E.g. if I want rows from 10 to 25 (totally 16 rows), {last} will be 25 and {length} will be 25-10+1=16.
Try this
SELECT * FROM
(
SELECT T.*, ROW_NUMBER() OVER() R FROM TABLE T
)
WHERE R BETWEEN 10000 AND 20000
The LIMIT clause allows you to limit the number of rows returned by the query. The LIMIT clause is an extension of the SELECT statement that has the following syntax:
SELECT select_list
FROM table_name
ORDER BY sort_expression
LIMIT n [OFFSET m];
In this syntax:
n is the number of rows to be returned.
m is the number of rows to skip before returning the n rows.
Another shorter version of LIMIT clause is as follows:
LIMIT m, n;
This syntax means skipping m rows and returning the next n rows from the result set.
A table may store rows in an unspecified order. If you don’t use the ORDER BY clause with the LIMIT clause, the returned rows are also unspecified. Therefore, it is a good practice to always use the ORDER BY clause with the LIMIT clause.
See Db2 LIMIT for more details.
You should also consider the OPTIMIZE FOR n ROWS clause. More details on all of this in the DB2 LUW documentation in the Guidelines for restricting SELECT statements topic:
The OPTIMIZE FOR clause declares the intent to retrieve only a subset of the result or to give priority to retrieving only the first few rows. The optimizer can then choose access plans that minimize the response time for retrieving the first few rows.
There are 2 solutions to paginate efficiently on a DB2 table :
1 - the technique using the function row_number() and the clause OVER which has been presented on another post ("SELECT row_number() OVER ( ORDER BY ... )"). On some big tables, I noticed sometimes a degradation of performances.

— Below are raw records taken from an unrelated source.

PR #3345, opened 2025-11-16
Separate granularity check in scale slicing for less abstraction

namgyu-youn:
**Summary**:
For better readability and robust handling, explicitly separate quantization granularity cases (per-tensor, per-row, per-block) with early returns for simpler cases.

**Test plan**:
test/quantization/quantize_/workflows/float8/test_float8_tensor.py

### DIFF
--- a/torchao/float8/inference.py
+++ b/torchao/float8/inference.py
@@ -142,40 +142,40 @@ def _slice_scale_for_dimension(
     """
     aten = torch.ops.aten
 
-    # Unsupported case for now, this would be 1 scale per data element
-    if scale.shape == data_shape:
-        return aten.slice.Tensor(scale, dim, start, end, step)
-
-    # Reconstruct block sizes based on data shape and scale shape
-    block_sizes = tuple(data_shape[i] // scale.shape[i] for i in range(len(data_shape)))
-
-    if dim >= len(block_sizes):
-        # Slicing beyond the dimensions we care about
+    # Case 1: Per-tensor quantization (scalar scale)
+    if scale.numel() <= 1:
         return scale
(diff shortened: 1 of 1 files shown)


torchao/float8/inference.py
```diff
@@ -142,40 +142,40 @@ def _slice_scale_for_dimension(
...
-    if scale.shape == data_shape:
-        return aten.slice.Tensor(scale, dim, start, end, step)
-
-    # Reconstruct block sizes based on data shape and scale shape
-    block_sizes = tuple(data_shape[i] // scale.shape[i] for i in range(len(data_shape)))
-
-    if dim >= len(block_sizes):
-        # Slicing beyond the dimensions we care about
+    # Case 1: Per-tensor quantization (scalar scale)
+    if scale.numel() <= 1:
```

2 - the technique using a scrollable cursor. The implementation depends of the language used. That technique seems more robust on big tables.
I presented the 2 techniques implemented in PHP during a seminar next year. The slide is available on this link :
http://gregphplab.com/serendipity/uploads/slides/DB2_PHP_Best_practices.pdf
Sorry but this document is only in french.
Theres these available options:-
DB2 has several strategies to cope with this problem.
You can use the "scrollable cursor" in feature.
In this case you can open a cursor and, instead of re-issuing a query you can FETCH forward and backward.
This works great if your application can hold state since it doesn't require DB2 to rerun the query every time.
You can use the ROW_NUMBER() OLAP function to number rows and then return the subset you want.
This is ANSI SQL
You can use the ROWNUM pseudo columns which does the same as ROW_NUMBER() but is suitable if you have Oracle skills.
You can use LIMIT and OFFSET if you are more leaning to a mySQL or PostgreSQL dialect.